Wednesday, July 30, 2008

Chiggers: Book Review by ChristineMM



Title: Chiggers
Author: Hope Larson
Genre: Graphic Novel, ages 9-12, girl interest content
Publication:
Ginee Seo Books, June 2008
Retail price: $17.99 hardcover, $9.99 paperback

Rating: 2 stars of 5

How this book came to me: I received a review copy of this book through the Amazon Vine program. With the growing popularity of graphic novels especially for the Young Adult genre (ages 12-16) I was curious what a graphic novel for ages 9-12 was like as well as what the content of girl-interest, realistic fiction was like, versus the more popular superhero, fantasy genres or manga that seem to be more common in this genre.

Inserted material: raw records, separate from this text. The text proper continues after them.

PR #30340, opened 2023-04-27
Repo Gardening: automatically add legacy Photon label

jeherve:
## Proposed changes:

Photon now lives on in the Image CDN package. We can use the new "[Package] Image CDN" label to look for changes to the feature, but the existing Photon label is still widely used. Let's add that legacy label to PRs that touch the package, so we can continue to use the Photon label for sorting through issues and PRs in the repo.

### Other information:

## Jetpack product discussion

* N/A

* No

## Testing instructions:

This is better tested in a fork of this repo. I'll add a link below:

* https://github.com/jeherve/jetpack/pull/94

### DIFF
--- a/projects/github-actions/repo-gardening/changelog/add-photon-legacy-label
+++ b/projects/github-actions/repo-gardening/changelog/add-photon-legacy-label
@@ -1,0 +1,4 @@
+Significance: patch
+Type: added
+
+Add the legacy Photon label for PRs that make changes to the Image CDN package.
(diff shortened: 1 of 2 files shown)


anomiex (approved):
At some point we might want to look at moving both this and the isDraft check outside of the `files.map()` callback, as neither depends on the individual files, but for now this works.

jeherve:
> At some point we might want to look at moving both this and the isDraft check outside of the `files.map()` callback, as neither depends on the individual files, but for now this works.

That's a good point. Done in #30350

PR #30353, opened 2023-04-28
Fix issues with loading placeholders on the forms dashboard

ice9js:
## Proposed changes:

This patch fixes some minor issues introduced with #30213 that I caught while working on other bugs. Namely:

- Fixed the equation that'd still cause an incorrect number of placeholders to be shown in some cases. Particularly when there's multiple pages of responses.
- Updated the handlers for single- and bulk-action menus to ensure they wait for the `fetchResponses` action to finish before setting `loading` to `false`.
- Old responses will now be cleared immediately when changing pages which will prevent unwanted animations in this case.

### Other information:

No.

## Testing instructions:

While testing you can set `RESPONSES_FETCH_LIMIT` constant to something low which will help notice the issues mentioned above.

- Go to `admin.php?page=jetpack-forms` and make sure there are multiple pages worth of responses.
- Try moving items between different tabs using bulk actions.
- You should always see the exact number of placeholders replace the items you just moved.
- When the placeholders disappear, they should immediately be replaced by responses. Previously there was a noticeable delay.
- There shouldn't be any buggy animations on the response list when switching pages.

### DIFF
--- a/projects/packages/forms/changelog/fix-forms-dashboard-loading-placeholders
+++ b/projects/packages/forms/changelog/fix-forms-dashboard-loading-placeholders
@@ -1,0 +1,4 @@
+Significance: patch
+Type: fixed
+
+Fixed buggy behavior of loading placeholders in the forms dashboard.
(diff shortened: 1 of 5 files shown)


jcheringer (approved):
Nice! 👍

PR #30354, opened 2023-04-28
Fix responses endpoint returning the wrong totals when 'offset' is set

### LINKED ISSUE #30332: JP Forms - WPAdmin - Issue with the "tab counter", when you use pagination
Originally [reported here](pcsBup-1aJ-p2#comment-421):

> When I go to the Spam view, and then use the navigation option at the bottom of the screen to load more spam entries, the counter for the Inbox resets:

Video: https://video.wordpress.com/v/6Y4zg3dc

-> Inbox and Trash counter go to zero:

Image

ice9js:
Fixes #30332.

## Proposed changes:

This PR fixes an issue where incorrect totals would be reported on the tabs in the forms dashboard when the results contain more than one page and any but the first page is selected.

This was due to `offset` and `limit` properties on the API request being appended to every query, causing it to also offset the numbers for the other tabs.

By setting `posts_per_page` to `-1` for queries where we're only fetching totals, `WP_Query` will ignore the `offset` param as well and return the correct counts.

### Other information:

No.

## Testing instructions:

While testing you can set `RESPONSES_FETCH_LIMIT` constant to something low which will help notice the issues mentioned above.

- Go to `/wp-admin/admin.php?page=jetpack-forms` and make sure there are multiple pages worth of responses.
- Try switching between different pages using page navigation.
- The totals on the tabs in the header should remain constant regardless of what page you're on.

### DIFF
--- a/projects/packages/forms/changelog/fix-forms-dashboard-tab-totals
+++ b/projects/packages/forms/changelog/fix-forms-dashboard-tab-totals
@@ -1,0 +1,4 @@
+Significance: patch
+Type: fixed
+
+Fixed invalid totals being reported for different tabs in the forms dashboard.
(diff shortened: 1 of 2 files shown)


jcheringer (approved):
Works for me 👍

PR #30355, opened 2023-04-28
[Newsletter] Return early to prevent spamming DB for post access

millerf:
## Proposed changes:
* Return early to prevent spamming DB for post access

### Other information:
* See p1682634536650749-slack-C0299DMPG

 No

## Testing instructions:
- Create a post with a newsletter access level
- Verify the post is correctly gated
- Repeat steps 1 -2 with the other newsletter access level


projects/plugins/jetpack/modules/memberships/class-jetpack-memberships.php
```diff
@@ -480,7 +481,13 @@ public static function user_can_view_post_nocache() {
 		require_once JETPACK__PLUGIN_DIR . 'extensions/blocks/premium-content/_inc/subscription-service/include.php';
 
 		$newsletter_access_level = self::get_newsletter_access_level();
-		$paywall                 = \Automattic\Jetpack\Extensions\Premium_Content\subscription_service();
+
+		if ( null === $newsletter_access_level || Token_Subscription_Service::POST_ACCESS_LEVEL_EVERYBODY === $newsletter_access_level ) {
```
artpi: I am not confident in `Token_Subscription_Service ` being available here

artpi (dismissed):
Yup, code looks good - it could use some thorough testing though :)

projects/plugins/jetpack/modules/memberships/class-jetpack-memberships.php
millerf: It is included in line 481

```
```

millerf: See this: https://github.com/Automattic/jetpack/blob/94ddae8284758db97529fad30752b9e11a556bb1/projects/plugins/jetpack/extensions/blocks/premium-content/_inc/subscription-service/include.php#L17

artpi: Seems ok then :)

projects/plugins/jetpack/extensions/blocks/premium-content/_inc/subscription-service/class-wpcom-offline-subscription-service.php
```diff
@@ -46,7 +46,13 @@ public function subscriber_can_receive_post_by_mail( $user_id, $post_id ) {
 		$previous_user = wp_get_current_user();
 		wp_set_current_user( $user_id );
 
-		$access_level       = get_post_meta( $post_id, '_jetpack_newsletter_access', true );
+		$access_level = get_post_meta( $post_id, '_jetpack_newsletter_access', true );
+
+		if ( null === $access_level || self::POST_ACCESS_LEVEL_EVERYBODY === $access_level ) {
```
romarioraffington: Would `empty` be better to use here? Could `$access_level` be an empty string as well?

anomiex: Just do `! $access_level` instead of `empty( $access_level )` if that's the direction you want to go with it.

`empty( $access_level )` does the same thing as `( ! isset( $access_level ) || ! $access_level )`, but we know `$access_level` is already set because we just set it above.

zinigor:
Hey @millerf ! Are you planning to include @anomiex 's suggestion? I have removed the Needs Review label - if not, please add it back, so we can continue with review and testing.

millerf:
@zinigor Can I get a check on this?

millerf:
See https://github.com/Automattic/jetpack/pull/30807 for more details

anomiex (approved):
Code looks ok to me. I have not tested though, someone should do that before this is actually merged.

n3f:
Related: D111411-code

PR #30356, opened 2023-04-28
Don't re-send emails when marking responses as not-spam

### LINKED ISSUE #30305: Jetpack Forms - Email notifications - when responses get restored from Spam/Trash a new email notification is triggered
Email notifications - when responses get restored from Spam/Trash a new email notification is triggered

This seems to be a longstanding issue, nevertheless is not really expected and can be confusing for users. Especially when a lot of responses are being moved or in the context of a multi-editor site, when other users triggering these changes, and the creator of the form is getting emails about old responses (-> risk of double orders / double bookings).

ice9js:
Fixes #30305.

## Proposed changes:

This patch will prevent emails from being send when items are being restored from spam on the new forms dashboard.

### Other information:

No.

## Testing instructions:

- Go to `/wp-admin/admin.php?page=jetpack-forms`.
- Make sure there are some responses with valid emails (that you have access to) and contact details and mark some of them as spam.
- Go to the spam tab.
- Select those responses and remove them from spam.
- You should not be getting any emails.


CGastrell (approved):
LGTM!

PR #32196, opened 2023-08-01
Widgets: refactor Internet Defense League widget to work locally

jeherve:
## Proposed changes:

The Internet Defense League widget is pretty old at this point, and the service behind it (Internet Defense League) doesn't exist anymore. The campaigns do not exist anymore, and the website now redirects to the company who first came up with the Internet Defense League.

The widget isn't offered to new Jetpack users today, since #22676. You can only add the widget if you use the Classic Widgets plugin.
Still, site owners who had added the widget some time in the past can still view and modify it. Since the campaign website doesn't exist anymore, we must refactor the widget so it still works:

- We remove the campaign script entirely, as well as the logic to select a campaign.
- We load the images locally instead of loading them from the remote site.
- We redirect to https://www.fightforthefuture.org/ instead of the old domain.

### Other information:

## Jetpack product discussion

See p1690903216438169-slack-CBG1CP4EN

* No

## Testing instructions:

* Go to Plugins > Add New, install and activate the Classic Widgets plugin.
* Go to Appearance > Themes and switch to a non-block theme, like Twenty Twenty.
* Go to Appearance > Widgets, and add an Internet Defense Widget.
* Ensure it is displayed properly on the frontend.


zinigor (commented):
I can see that this is mostly removing code that will not get used anymore, and it looks fine. However, what do you think about leaving methods behind with a deprecation notice instead of removing them completely? I mean, it will probably be redundant, but just to be super extra cautious+ :)

jeherve:
> I can see that this is mostly removing code that will not get used anymore, and it looks fine. However, what do you think about leaving methods behind with a deprecation notice instead of removing them completely? I mean, it will probably be redundant, but just to be super extra cautious+ :)

I don't think many folks out there are using those methods, but it doesn't hurt to leave them around for a few releases. Better be safe than sorry! Done in 70a1177bd96d72bcffa141345c2e36c48e84e53d

zinigor (approved):
Thank you for making the changes!

zinigor:
Ouch, you will need to rebase this now.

Being a graphic novel, this is a story told in comic book style and the general genre is realistic fiction. The artwork is black ink on a white page. The storyline is a girl returning to a co-ed summer camp and dealing with typical social interactions that happen in camp with teenagers who they knew previously and also with new kids they meet.

I felt the storyline was very ho-hum. The girls gossip continuously, they worry what people think about them, who is in, who is out, who is stabbing someone in the back, so on and so forth.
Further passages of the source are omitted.